But they are, they're just fighting it on a different front. A lot of bad laws
can't be countered with technology because the problem to begin with is that
the law prohibits the technology, e.g. you have to fight against key escrow
laws in Washington, you can't fix it with technology after the fact (and not
expect to be prosecuted).

Companies can be handled in the market, which is what they've been doing. The
EFF started the Tor project, which protects privacy _and_ promotes
decentralization through onion services. They're also behind a lot of the TLS-
promoting stuff like Let's Encrypt and HTTPS Everywhere. The more TLS there
is, the less ISPs and other MITMs can spy on plaintext. It also improves
privacy against web services because browsers treat HTTPS connections more
carefully, e.g. not providing cross-domain referrers.

That's their strategy. You fight the government in Washington and private
entities by writing code. That's hardly hypocrisy.

------
arctux
There are a good number of valid points, but the article's arguments in
support of SOPA and PIPA are weak. Even assuming that online copyright
violations are a cancer on the economy, there needs to be some sense of
proportionality. Most people and organizations didn't necessarily object to
better enforcement; they objected to the manner.
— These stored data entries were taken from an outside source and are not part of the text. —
Issue #206, opened 2016-07-18
Subrepo hooks documentation


jmatsushita:
Would be great to have examples of how to setup for instance a pre-push hook on several subrepos.

jmatsushita:
Doing a `git subrepo push` with the `pre-push`:
```
#!/bin/sh
echo $GIT_SUBREPO_RUNNING
echo $GIT_SUBREPO_COMMAND
exit 1
``` 

Nothing is printed even with `-d` or `-v`. It does prints empty strings when using `git push`.

jmatsushita:
Ha `-x` does display the $PID and `push`.

jmatsushita:
Hmm... Looks like it would be useful if the `<subdir>` was also exported. Or if GIT_SUBREPO_COMMAND also exported the subrepo arguments ?

jmatsushita:
It seems I can work around and find the `subdir` by using the `while read local_ref...` 

Next problem, I can't seem to be able to run an interactive command (I'm trying to setup a hook that will request interactively to upgrade the semantic version of specific projects).

I'm very far from being competent at bash, but when trying a few things (particularly starting a bash -i from the hook) I get `bash:no job control in this shell` which seems to indicate that the parent script might not allow interactive subscripts?

In the end I try to use something like:
```
exec < /dev/tty
(
interactive_command
)
exec <&-
```

Which works fine with `git push` but just outputs the result with `git subrepo push -x` without waiting for input.

devinrhode2:
@jmatsushita Any news on using semver with git alone, and not with npm? (and not necessarily with git-subrepo either)

PR #207, opened 2016-07-18
[doc] GIT_SUBREPO_COMMAND  is set to name not pid

jmatsushita:
#206


ingydotnet:
See: https://github.com/ingydotnet/git-subrepo/blame/master/ReadMe.pod#L4

The ReadMe is generated.

I updated your commit to patch the doc properly. Thanks for submitting it.

Issue #211, opened 2016-07-21
git-subrepo clone doesn't work with email as part of url for authentication


gcstang:
git-subrepo clone ssh://user.name%40domain.com@git.mydomain.com:3333/subreposub1.git subreposub1
Returns
git-subrepo: Command failed: 'git ls-remote ssh://user.name domain.com@git.mydomain.com:3333/subreposub1.git'.

perlpunk:
Right, the percent sign is interpreted by printf.
Can you try out if pull request #212 works for you?

gcstang:
That worked!

Thank you

grimmySwe:
This issue is solved and available on master.

PR #212, opened 2016-07-21
escape percent signs in arguments to printf

perlpunk:
see issue #211

```
git subrepo clone ssh://user.name%40domain.com@git.mydomain.com:3333/subreposub1.git
```


perlpunk:
rebased to current master because of conflict with the latest commit

ingydotnet:
Applied. Pushed. Thanks!

PR #219, opened 2016-08-30
Force .gitrepo add.

mdriesch:
If the container repo has a .gitignore which contains a rule that, possibly by chance, ignores the .gitrepo file, then the subrepo clone command fails. The `add -f` (force) fixes the issue.


ingydotnet:
Applied. Pushed. Thanks!

I added a comment to write a test for this someday.

Issue #215, opened 2016-08-25
Updating subrepo failure: git-subrepo: Command failed: git rebase --onto


micah:
i'm having trouble updating a subrepo, i did this:

```
$ git subrepo pull puppet/modules/tor
git-subrepo: Command failed: 'git rebase --onto dcb6e748864e7dfd3c14f4f2aba4c9120f12b78a 429cb2d55be683e540960ddd3ad175dc97ec03a0_b37ab7ad1bb2de098791f557355358fe24177f49_7a1872d32c698406bdb3566cfa768419dd447cdc subrepo/puppet/modules/tor'
```

if I run with debug to see the commands:

```
$ git subrepo -d pull puppet/modules/tor
>>> git rev-parse --verify HEAD
>>> git fetch --quiet https://leap.se/git/puppet_tor master
>>> git rev-parse FETCH_HEAD^0
>>> git branch -D subrepo/puppet/modules/tor
>>> git filter-branch -f --subdirectory-filter puppet/modules/tor HEAD
>>> git filter-branch -f --prune-empty --tree-filter rm -f .gitrepo
>>> git branch subrepo/puppet/modules/tor
>>> git reset --hard b928a8f29b40df545ac6a72ead6cb9ed6a36fbda
>>> git rebase --onto dcb6e748864e7dfd3c14f4f2aba4c9120f12b78a 429cb2d55be683e540960ddd3ad175dc97ec03a0_b37ab7ad1bb2de098791f557355358fe24177f49_7a1872d32c698406bdb3566cfa768419dd447cdc subrepo/puppet/modules/tor
git-subrepo: Command failed: 'git rebase --onto dcb6e748864e7dfd3c14f4f2aba4c9120f12b78a 429cb2d55be683e540960ddd3ad175dc97ec03a0_b37ab7ad1bb2de098791f557355358fe24177f49_7a1872d32c698406bdb3566cfa768419dd447cdc subrepo/puppet/modules/tor'.
$ 
```

If I run the commands one by one, when I get to the rebase one at the end, I'm told:

```
fatal: Needed a single revision
invalid upstream 429cb2d55be683e540960ddd3ad175dc97ec03a0_b37ab7ad1bb2de098791f557355358fe24177f49_7a1872d32c698406bdb3566cfa768419dd447cdc
```

Any ideas?

ingydotnet:
@grimmySwe what's with that invalid rebase sha with underscores in it?

[...]

PR #226, opened 2016-09-20
Fix length comparison operators in `merge-base`

twooster:
I'm not entirely clear on when this will be necessary (not enough time to trace the code), but it's the state I found my repo in. If anyone who understands the context better wants to supply a regression test, or even supply context so I can write a regression test, be my guest.

### DIFF
--- a/lib/git-subrepo
+++ b/lib/git-subrepo
@@ -809,7 +809,7 @@ subrepo:merge-base() {
   for entry in ${merge_base_order[@]}; do
     local source_key="${source}_$entry"
     local source_value="${!source_key}"
-    if [[ ${#source_value} > 40 ]]; then
+    if [[ ${#source_value} -gt 40 ]]; then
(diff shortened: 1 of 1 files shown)


lib/git-subrepo
```diff
@@ -809,7 +809,7 @@ subrepo:merge-base() {
   for entry in ${merge_base_order[@]}; do
     local source_key="${source}_$entry"
     local source_value="${!source_key}"
-    if [[ ${#source_value} > 40 ]]; then
+    if [[ ${#source_value} -gt 40 ]]; then
```
gzm55: did you try ' (( ${#source_value} > 40 ))' ?

twooster:
Did you?

Sorry, but what's the point of the question? Both work.

ingydotnet:
This was also fixed in #215 which I just applied. Should be all good. Thanks!

PR #229, opened 2016-09-29
Update .rc to work with installation paths with spaces

lcorbasson:


ingydotnet:
Applied. Pushed. Thanks.

Actually stuff was overquoted. Some by me and some by you. I took out the
unnecessary quotes and checked it with `shellcheck`. shellcheck is an excellent
too for things like this. At some point I'll apply it to the entire code base.

Note, if this doesn't actually work as intended, please reopen. Cheers.

PR #230, opened 2016-10-05
pulling a new branch doesn't update the branch name

2improveIT:
Fix pulling a new branch which the same commit doesn't update the branchname in the .gitrepo file


ingydotnet:
Great fix. Applied. Pushed. Thanks!

I refactored the code a bit to conform more to `shellcheck`.

Thanks for taking the time to add a test!

PR #234, opened 2016-10-24
Don't reuse previous commit message when using --all

jrosdahl:
Before this fix, all commits for pulled subrepos would get the same message (created for the first repo) when using the -a/--all option.

### DIFF
--- a/lib/git-subrepo
+++ b/lib/git-subrepo
@@ -120,7 +120,7 @@ main() {
   local override_branch=        # Remote specified with -b
 
   local edit_wanted=false       # Edit commit message using -e
-  local commit_message=         # Custom commit message using -m
+  local wanted_commit_message=  # Custom commit message using -m
 
   local FAIL=true               # Flag for RUN: fail on error
   local OUT=false               # Flag for RUN: put output in $output
@@ -750,7 +750,12 @@ subrepo:commit() {
   o "Put info into '$subdir/.gitrepo' file."
   update-gitrepo-file
 
-  [[ -n $commit_message ]] || commit_message="$(get-commit-message)"
+  local commit_message
+  if [[ -n "$wanted_commit_message" ]]; then
+    commit_message="$wanted_commit_message"
+  else
+    commit_message="$(get-commit-message)"
+  fi
 
   local edit_flag=
   $edit_wanted && edit_flag=--edit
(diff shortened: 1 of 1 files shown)


ingydotnet:
@jrosdahl Any chance you can rebase this up to current master? I'm in the
middle of applying all outstanding PRs but too many conflicts here. I can try
again later in the week if you don't have time.

Thanks, Ingy

jrosdahl:
@ingydotnet: The fix is against issue/142, not master (where the bug doesn't exist). It looks like it's possible to apply it cleanly to issue/216 as well.

ingydotnet:
@jrosdahl, I cherry-picked your commit onto master, but there were 3 conflicts,
which I resolved, and pushed the result to issue/234 branch. Can you please
test and report back?

After that I'll rebase onto master and issue/216-B (the new dev branch).

jrosdahl:
Sure! I've had a quick look now.

The [rebased fix](612741950bb15d4fb3dce9014452616843b104e2) on issue/234

1. has a commit message that claims to fix a problem that doesn't exist in the commit's ancestry,
2. introduces an `edit_wanted` variable that isn't used for anything except to set an unused `edit_flag` variable and
3. introduces an undocumented `-N` option which doesn't do anything.

I don't think that it makes sense to try to apply the fix to master since it fixes a problem that isn't on master. You'll only get new rebase conflicts if you later try to re-rebase issue/234 to issue/216-B. Instead, I think you'd be better off just applying the fix directly to issue/216-B since the fix is for @grimmySwe's work done on issue/142. Or you could squash the fix into 9cd4ce7f85d454801291bb47a3dff7979834442f (previously known as c795fe1be827159d9c82da5224df36de3cff3df1; the bug was originally introduced in 865aa2e4b12931f897cd3a864c5a257c6561dfcb, I believe) if you like.

ingydotnet:
@jrosdahl, I get conflicts when rebasing this with issue/216 or issue/216-B.
Can you resolve these fr me?

jrosdahl:
This applies cleanly for me (with `issue/216-B` pointing to c01cf67):

```
git checkout issue/216-B
git cherry-pick fd31cf7
```

ingydotnet:
Aplied. Pushed. Thanks!

cherry-pick worked fine. :)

Crime is likely to decrease
if we were to install surveillance cameras on every street corner, but those
cameras are neither reasonable nor conducive to a free society.

The most compelling argument is the importance of large-scale corporate
surveillance to infringements on civil rights. To its (partial) credit, Google
is as open as it can be about governmental requests for its vast troves of
information. It turns over data to governments more than 200,000 times per
year [0], often without a warrant (or equivalent) and frequently to countries
with appaling human rights records. Further, it has at least once turned over
a list of all people who were in area at the time of a crime [1]. Google may
have collected location data for benign reasons, but it has now been used to
harm its users. I fear this pattern is going to play out with more frequency
and greater severity.

[0]
[https://transparencyreport.google.com/](https://transparencyreport.google.com/)
[1] [http://www.newsobserver.com/news/local/counties/wake-
county/...](http://www.newsobserver.com/news/local/counties/wake-
county/article200271984.html)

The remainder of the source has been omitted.